** PROBLEM **
Copy each line below in which the string "requires" occurs.

DATA FOR THIS TASK section start

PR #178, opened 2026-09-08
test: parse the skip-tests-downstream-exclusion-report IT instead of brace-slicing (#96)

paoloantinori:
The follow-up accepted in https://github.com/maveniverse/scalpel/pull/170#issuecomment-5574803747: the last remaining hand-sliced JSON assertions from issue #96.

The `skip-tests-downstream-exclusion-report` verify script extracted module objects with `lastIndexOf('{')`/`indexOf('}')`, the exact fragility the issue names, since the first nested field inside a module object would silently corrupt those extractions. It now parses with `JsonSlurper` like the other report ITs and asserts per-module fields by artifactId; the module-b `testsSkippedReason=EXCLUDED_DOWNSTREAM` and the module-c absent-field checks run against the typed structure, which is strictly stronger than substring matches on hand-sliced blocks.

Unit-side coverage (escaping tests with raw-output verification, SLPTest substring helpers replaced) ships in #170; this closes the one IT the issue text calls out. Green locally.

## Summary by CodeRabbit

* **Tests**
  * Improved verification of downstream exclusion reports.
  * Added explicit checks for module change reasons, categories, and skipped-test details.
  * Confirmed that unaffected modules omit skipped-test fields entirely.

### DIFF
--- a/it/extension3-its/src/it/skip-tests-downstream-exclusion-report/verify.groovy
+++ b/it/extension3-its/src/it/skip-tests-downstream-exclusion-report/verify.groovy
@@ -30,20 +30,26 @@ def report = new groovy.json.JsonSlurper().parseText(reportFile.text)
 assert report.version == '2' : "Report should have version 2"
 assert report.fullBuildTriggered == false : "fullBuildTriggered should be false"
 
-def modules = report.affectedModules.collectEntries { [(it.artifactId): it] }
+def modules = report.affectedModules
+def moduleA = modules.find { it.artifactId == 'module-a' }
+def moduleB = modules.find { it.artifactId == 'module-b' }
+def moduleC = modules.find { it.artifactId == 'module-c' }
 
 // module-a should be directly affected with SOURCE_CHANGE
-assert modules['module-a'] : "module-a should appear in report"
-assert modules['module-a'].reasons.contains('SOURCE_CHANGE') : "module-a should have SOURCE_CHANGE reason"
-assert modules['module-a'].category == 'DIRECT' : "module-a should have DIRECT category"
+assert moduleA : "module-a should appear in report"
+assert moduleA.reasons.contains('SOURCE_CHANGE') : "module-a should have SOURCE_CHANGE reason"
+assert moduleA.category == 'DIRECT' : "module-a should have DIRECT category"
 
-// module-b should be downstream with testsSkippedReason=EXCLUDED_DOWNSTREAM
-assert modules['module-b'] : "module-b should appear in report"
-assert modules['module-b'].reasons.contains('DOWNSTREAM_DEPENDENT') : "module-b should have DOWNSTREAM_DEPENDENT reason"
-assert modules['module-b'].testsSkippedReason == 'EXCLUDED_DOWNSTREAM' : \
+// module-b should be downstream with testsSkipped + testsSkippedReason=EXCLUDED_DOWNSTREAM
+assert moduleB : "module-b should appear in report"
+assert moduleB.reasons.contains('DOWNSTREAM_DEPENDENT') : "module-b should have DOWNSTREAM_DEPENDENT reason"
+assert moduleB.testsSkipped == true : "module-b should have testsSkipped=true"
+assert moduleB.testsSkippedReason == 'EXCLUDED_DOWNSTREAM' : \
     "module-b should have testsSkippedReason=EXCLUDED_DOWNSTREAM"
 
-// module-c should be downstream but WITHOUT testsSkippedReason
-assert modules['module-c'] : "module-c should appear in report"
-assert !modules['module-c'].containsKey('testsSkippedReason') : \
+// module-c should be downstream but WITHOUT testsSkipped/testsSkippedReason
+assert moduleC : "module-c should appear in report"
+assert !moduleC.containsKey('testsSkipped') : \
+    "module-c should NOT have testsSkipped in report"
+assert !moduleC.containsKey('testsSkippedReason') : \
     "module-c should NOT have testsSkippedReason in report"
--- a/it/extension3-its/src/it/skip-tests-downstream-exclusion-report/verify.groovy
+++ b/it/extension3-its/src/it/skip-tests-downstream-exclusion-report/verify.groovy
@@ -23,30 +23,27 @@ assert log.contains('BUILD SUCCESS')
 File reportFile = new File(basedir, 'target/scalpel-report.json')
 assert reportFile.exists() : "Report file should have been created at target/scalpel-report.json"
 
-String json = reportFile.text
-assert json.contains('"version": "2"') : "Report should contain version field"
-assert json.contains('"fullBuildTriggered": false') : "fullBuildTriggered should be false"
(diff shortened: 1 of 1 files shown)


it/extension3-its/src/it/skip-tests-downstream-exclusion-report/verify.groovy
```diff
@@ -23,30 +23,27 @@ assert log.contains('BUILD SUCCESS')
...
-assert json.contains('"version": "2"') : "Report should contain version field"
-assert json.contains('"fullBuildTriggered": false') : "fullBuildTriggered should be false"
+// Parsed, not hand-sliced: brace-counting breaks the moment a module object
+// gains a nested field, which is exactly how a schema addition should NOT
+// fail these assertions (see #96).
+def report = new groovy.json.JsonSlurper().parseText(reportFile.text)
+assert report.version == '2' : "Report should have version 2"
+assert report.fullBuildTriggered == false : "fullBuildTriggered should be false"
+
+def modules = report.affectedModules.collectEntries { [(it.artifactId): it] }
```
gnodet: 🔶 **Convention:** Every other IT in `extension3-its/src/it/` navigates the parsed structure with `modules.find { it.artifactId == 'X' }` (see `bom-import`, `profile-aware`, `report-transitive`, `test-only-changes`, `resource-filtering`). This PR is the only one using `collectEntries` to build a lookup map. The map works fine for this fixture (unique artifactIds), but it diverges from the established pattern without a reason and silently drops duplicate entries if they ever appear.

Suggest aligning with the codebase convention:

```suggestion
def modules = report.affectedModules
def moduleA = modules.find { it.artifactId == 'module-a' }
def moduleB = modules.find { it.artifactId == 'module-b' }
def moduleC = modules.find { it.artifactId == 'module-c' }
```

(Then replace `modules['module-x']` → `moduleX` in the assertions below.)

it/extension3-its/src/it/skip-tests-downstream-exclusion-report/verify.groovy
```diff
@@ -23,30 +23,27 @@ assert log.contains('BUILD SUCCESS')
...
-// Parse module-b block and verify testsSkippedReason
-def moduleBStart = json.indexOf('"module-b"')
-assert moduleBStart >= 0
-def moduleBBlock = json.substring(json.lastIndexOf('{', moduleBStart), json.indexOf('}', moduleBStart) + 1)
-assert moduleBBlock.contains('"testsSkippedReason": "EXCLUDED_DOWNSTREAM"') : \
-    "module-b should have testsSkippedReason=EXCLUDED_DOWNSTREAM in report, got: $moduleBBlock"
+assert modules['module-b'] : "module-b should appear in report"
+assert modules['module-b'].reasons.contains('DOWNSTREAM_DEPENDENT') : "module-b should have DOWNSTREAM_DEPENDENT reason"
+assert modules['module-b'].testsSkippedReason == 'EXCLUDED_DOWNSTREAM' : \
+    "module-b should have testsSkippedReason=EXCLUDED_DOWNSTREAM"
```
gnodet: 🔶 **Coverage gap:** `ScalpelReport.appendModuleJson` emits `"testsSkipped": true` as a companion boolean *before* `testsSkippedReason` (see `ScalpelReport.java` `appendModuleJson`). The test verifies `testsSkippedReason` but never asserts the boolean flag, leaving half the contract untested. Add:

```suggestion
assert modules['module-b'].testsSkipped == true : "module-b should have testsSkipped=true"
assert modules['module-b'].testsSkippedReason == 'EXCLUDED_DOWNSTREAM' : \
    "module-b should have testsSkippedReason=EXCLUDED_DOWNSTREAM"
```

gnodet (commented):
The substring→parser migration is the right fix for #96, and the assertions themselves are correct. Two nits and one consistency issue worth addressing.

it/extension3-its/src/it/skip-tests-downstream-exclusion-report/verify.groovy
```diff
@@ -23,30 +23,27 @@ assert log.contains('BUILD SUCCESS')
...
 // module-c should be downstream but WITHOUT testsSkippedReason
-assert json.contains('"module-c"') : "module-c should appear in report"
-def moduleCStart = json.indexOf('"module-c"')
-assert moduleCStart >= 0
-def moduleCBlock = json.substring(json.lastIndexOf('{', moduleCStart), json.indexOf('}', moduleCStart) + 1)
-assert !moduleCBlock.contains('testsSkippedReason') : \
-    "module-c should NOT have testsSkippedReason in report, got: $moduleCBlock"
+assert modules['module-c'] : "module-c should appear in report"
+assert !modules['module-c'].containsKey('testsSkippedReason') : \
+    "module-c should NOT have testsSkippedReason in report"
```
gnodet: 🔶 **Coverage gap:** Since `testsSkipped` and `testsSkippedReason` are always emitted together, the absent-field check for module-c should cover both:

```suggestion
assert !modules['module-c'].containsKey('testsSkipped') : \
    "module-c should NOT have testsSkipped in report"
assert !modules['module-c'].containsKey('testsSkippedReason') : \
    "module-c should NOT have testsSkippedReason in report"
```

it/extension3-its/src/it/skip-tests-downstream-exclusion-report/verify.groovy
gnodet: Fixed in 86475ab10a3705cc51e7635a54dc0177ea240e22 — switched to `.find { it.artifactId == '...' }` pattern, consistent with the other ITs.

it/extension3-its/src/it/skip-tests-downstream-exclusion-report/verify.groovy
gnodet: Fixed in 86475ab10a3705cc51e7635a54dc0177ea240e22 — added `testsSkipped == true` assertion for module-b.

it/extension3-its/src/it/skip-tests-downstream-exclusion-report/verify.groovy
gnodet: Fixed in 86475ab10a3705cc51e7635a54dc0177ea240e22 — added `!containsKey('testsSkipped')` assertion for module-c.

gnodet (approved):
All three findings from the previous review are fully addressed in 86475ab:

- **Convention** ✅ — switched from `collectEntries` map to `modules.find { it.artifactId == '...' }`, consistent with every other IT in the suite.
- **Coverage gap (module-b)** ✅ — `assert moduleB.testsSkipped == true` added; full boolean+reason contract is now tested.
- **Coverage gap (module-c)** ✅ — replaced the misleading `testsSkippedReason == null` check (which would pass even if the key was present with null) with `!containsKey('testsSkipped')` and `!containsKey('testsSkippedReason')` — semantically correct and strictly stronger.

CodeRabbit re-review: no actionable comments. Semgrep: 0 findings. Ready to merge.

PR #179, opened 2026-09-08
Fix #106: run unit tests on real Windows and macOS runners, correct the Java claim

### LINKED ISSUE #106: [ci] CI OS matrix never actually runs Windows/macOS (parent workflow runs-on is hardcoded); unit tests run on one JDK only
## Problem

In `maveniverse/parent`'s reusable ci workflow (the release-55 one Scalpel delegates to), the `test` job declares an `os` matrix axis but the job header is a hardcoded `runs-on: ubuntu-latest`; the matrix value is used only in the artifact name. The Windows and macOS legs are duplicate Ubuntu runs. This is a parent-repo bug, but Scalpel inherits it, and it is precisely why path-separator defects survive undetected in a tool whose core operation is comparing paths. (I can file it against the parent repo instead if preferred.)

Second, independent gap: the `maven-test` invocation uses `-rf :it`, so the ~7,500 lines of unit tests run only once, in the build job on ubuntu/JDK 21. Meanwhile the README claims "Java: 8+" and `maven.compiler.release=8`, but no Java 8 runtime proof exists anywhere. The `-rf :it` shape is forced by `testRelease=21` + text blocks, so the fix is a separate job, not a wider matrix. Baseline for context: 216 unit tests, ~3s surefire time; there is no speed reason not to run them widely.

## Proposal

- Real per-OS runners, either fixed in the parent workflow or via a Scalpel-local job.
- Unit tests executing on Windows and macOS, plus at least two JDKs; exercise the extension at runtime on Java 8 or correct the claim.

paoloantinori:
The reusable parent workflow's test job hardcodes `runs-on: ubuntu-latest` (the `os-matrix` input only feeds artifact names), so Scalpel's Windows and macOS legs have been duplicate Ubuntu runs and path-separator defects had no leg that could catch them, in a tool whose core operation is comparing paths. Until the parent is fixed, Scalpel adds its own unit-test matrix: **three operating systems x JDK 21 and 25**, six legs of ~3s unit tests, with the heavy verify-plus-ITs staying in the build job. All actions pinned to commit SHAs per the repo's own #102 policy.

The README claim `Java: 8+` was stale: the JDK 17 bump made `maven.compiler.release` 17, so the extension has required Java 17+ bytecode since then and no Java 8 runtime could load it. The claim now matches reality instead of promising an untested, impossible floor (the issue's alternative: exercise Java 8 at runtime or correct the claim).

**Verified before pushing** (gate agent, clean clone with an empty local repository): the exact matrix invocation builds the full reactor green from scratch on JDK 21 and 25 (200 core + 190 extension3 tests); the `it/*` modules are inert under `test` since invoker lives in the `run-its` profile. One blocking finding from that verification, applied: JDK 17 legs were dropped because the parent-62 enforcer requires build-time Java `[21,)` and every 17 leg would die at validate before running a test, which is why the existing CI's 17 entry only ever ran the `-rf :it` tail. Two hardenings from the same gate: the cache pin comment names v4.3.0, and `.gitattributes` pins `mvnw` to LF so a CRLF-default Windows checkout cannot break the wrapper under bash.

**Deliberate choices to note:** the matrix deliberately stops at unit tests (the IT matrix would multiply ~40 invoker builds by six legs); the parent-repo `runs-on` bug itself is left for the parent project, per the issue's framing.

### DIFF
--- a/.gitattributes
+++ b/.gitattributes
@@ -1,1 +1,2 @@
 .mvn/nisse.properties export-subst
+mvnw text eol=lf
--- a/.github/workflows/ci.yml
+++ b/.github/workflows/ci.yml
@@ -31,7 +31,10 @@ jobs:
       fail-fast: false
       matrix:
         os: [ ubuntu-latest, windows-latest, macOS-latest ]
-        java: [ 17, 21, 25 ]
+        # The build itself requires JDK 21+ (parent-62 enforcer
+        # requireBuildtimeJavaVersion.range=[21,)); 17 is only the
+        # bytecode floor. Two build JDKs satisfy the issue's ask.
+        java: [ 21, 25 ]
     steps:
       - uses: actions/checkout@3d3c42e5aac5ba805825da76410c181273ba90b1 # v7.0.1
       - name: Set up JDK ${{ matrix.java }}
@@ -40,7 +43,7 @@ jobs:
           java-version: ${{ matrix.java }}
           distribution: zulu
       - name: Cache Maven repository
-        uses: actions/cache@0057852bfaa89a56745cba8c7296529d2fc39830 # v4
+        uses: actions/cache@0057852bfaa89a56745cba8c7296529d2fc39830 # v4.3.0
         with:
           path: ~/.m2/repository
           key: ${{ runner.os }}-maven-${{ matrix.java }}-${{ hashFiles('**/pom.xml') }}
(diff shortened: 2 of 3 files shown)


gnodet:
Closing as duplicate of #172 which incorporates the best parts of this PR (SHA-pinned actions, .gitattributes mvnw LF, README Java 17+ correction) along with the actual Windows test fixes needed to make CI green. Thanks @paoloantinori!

DATA FOR THIS TASK section end

** REPLY **
**Verified before pushing** (gate agent, clean clone with an empty local repository): the exact matrix invocation builds the full reactor green from scratch on JDK 21 and 25 (200 core + 190 extension3 tests); the `it/*` modules are inert under `test` since invoker lives in the `run-its` profile. One blocking finding from that verification, applied: JDK 17 legs were dropped because the parent-62 enforcer requires build-time Java `[21,)` and every 17 leg would die at validate before running a test, which is why the existing CI's 17 entry only ever ran the `-rf :it` tail. Two hardenings from the same gate: the cache pin comment names v4.3.0, and `.gitattributes` pins `mvnw` to LF so a CRLF-default Windows checkout cannot break the wrapper under bash.
+        # The build itself requires JDK 21+ (parent-62 enforcer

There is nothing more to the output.